29

852 35 0
                                    

Author POV

"Ren, bagaimana sekolahmu?"

Andriansyah kini sedang mengintrogasi anak sulungnya yang sudah cukup lama menjalani hari-harinya di sekolah. Beliau sepertinya juga sudah mempersiapkan berbagai macam pertanyaan untuk dijawab langsung oleh Evren.

Evren sangat antusias dengan pertanyaan tersebut, karena kalau bukan Ayah dan Ibunya yang memaksa untuk bersekolah di SMA Indonic belum tentu ia dapat bertemu dan menjalin hubungan asmara dengan Alby Pradipta Fachry. "Not bad. Thanks, Dad!" tuturnya dengan sangat manis.

Hanya dengan melihat senyuman yang terlukis indah dibibir anak sulungnya Andri sudah memahami dengan jelas. Beliau ikut senang apabila Evrenmulai melupakan rasa kekecewaannya soal sekolah. Nampaknya Evren juga merasa bahagia untuk bersekolah di tempat masa muda beliau dulu, begitulah pemikiran Andri saat ini.

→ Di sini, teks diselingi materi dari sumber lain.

PR #245, opened 2023-03-22
library: Add Alert Dialog Entry

SoNiC-HeRE:
Adds Alert Dialog Entry
Issue #69

### DIFF
--- a/src/Library/demos/Alert Dialog/main.blp
+++ b/src/Library/demos/Alert Dialog/main.blp
@@ -1,0 +1,28 @@
+using Gtk 4.0;
+using Adw 1;
+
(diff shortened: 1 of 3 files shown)


sonnyp:
I didn't think about that before but I'm not sure if we want to advertise `Gtk.AlertDialog` since `Adw.MessageDialog` is a better choice and does the same thing. I'll leave this open for now and we can think about it.

sonnyp:
Ok I confirmed with Alice that there is no reason to use Gtk.AlertDialog with libadwaita. We alreadty have Adw.MessageDialog entry so I will close this.

PR #251, opened 2023-03-26
library: Add Overlay entry

AkshayWarrier:
Adds overlay entry
Issue #69


AkshayWarrier:
I'm unsure on how I should demonstrate interaction with the background with a ``Gtk.Picture``
1) What  should happen when someone clicks/hovers on the picture
2) How do I listen for that event on a ``Gtk.Picture``

Right now I have added a simple darkening effect to the osd on hover

src/Library/demos/Overlay/main.js
```diff
@@ -0,0 +1,10 @@
+import Gtk from "gi://Gtk";
+import Gio from "gi://Gio";
+import GLib from "gi://GLib";
+
+const file = Gio.File.new_for_path("image.png");
```
sonnyp, line 5: doesn't work — please use the example I shared with you a while ago

src/Library/demos/Overlay/main.json
```diff
@@ -0,0 +1,10 @@
+{
+  "name": "Overlay",
+  "category": "user_interface",
+  "description": "Overlay widgets on top of a main widget",
```
sonnyp, line 4:
```suggestion
  "description": "Overlay widgets on top of each others",
```

src/Library/demos/Overlay/main.blp
```diff
@@ -0,0 +1,56 @@
+using Gtk 4.0;
+using Adw 1;
+
+Adw.StatusPage {
+  title: "Overlay";
+  description: "Overlay widgets on top of a main widget";
+
+  Adw.Clamp{
```
sonnyp, line 8: doesn't `StatusPage` already clamp?

sonnyp (commented):
> What should happen when someone clicks/hovers on the picture

yeah it's not super straightforward - let's leave it out for now - we can always improve this demo later :+1:

sonnyp:
For later here is an interesting use case

[Screencast from 2023-03-26 14-47-31.webm](https://user-images.githubusercontent.com/19673/227776774-386c3dd6-41a4-4e79-a78a-bd08ed60aa05.webm)

src/Library/demos/Overlay/main.blp
AkshayWarrier: I think it doesn't clamp enough, otherwise it looks like this

image

Or do you suggest something else?

sonnyp: ha I see 

fine as is :+1:

src/Library/demos/Overlay/main.js
sonnyp: It depends on what the working directory is (pwd) so it's fragile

"Oh, ya. Ayah mau ke kamar dulu ya." Beliau lekas berdiri dari sofa yang ia duduki kemudian pergi meninggalkan anak sulungnya yang masih memperhatikan langkah beliau.

Evren lanjut membaca novel baru yang kemarin ia beli bersama Alby disalah satu toko buku terdekat.

Evren tidak terbiasa mengobrol panjang lebar dengan Ayahnya terutama soal kehidupan yang ia alami dan menyangkut masalah pribadi, jadi tidak heran bila tadi Evren hanya menjawab sekedarnya dengan kata-kata yang singkat, padat dan jelas.

Jika dilihat-lihat ia memang jauh lebih dekat dengan Ibunya meskipun Ibunya terkadang sibuk dengan masalah wirausaha akan tetapi beliau tetap stay di rumah dan hampir setiap hari mengurusi semua kebutuhan dia dan adiknya. Lain hal-nya dengan Andri yang bekerja sebagai karyawan swasta, selain itu beliau juga sering sekali pulang larut malam dengan berbagai macam alasan soal tugas tambahan yang diberikan oleh Boss-nya. Itu menjadi faktor utama Evren tidak begitu dekat dengan Ayahnya. Ditambah lagi dengan sikap cuek yang Andri miliki membuat anak sulungnya juga bersikap sedemikian persis saat mereka berdua sedang berbicara.

Evren merasa was-was pada Ayahnya sendiri, itulah yang ada dilubuk hatinya yang paling dalam. Ia sendiripun belum tahu pasti alasan sikap kehati-hatian itu muncul. Belakangan ini ia merasa ada sesuatu yang aneh. Seperti ada kejanggalan antara ia dan Ayahnya. Bila dipikir secara logika, ia sangat curiga pada kebiasaan Ayahnya yang pulang larut malam dengan alasan sesederhana itu.

Baginya itu terdengar memuakkan dan mengundang rasa penasarannya semakin tinggi. Rasa keingin tahuan lebih memang sudah ia tanamkan sejak kecil dan ia sangat menyukai hal itu. Disisi lain ia juga merasa risau bila pikiran negatif yang ada di dalam kepalanya itu benar-benar akan menjadi kenyataan pahit suatu hari nanti.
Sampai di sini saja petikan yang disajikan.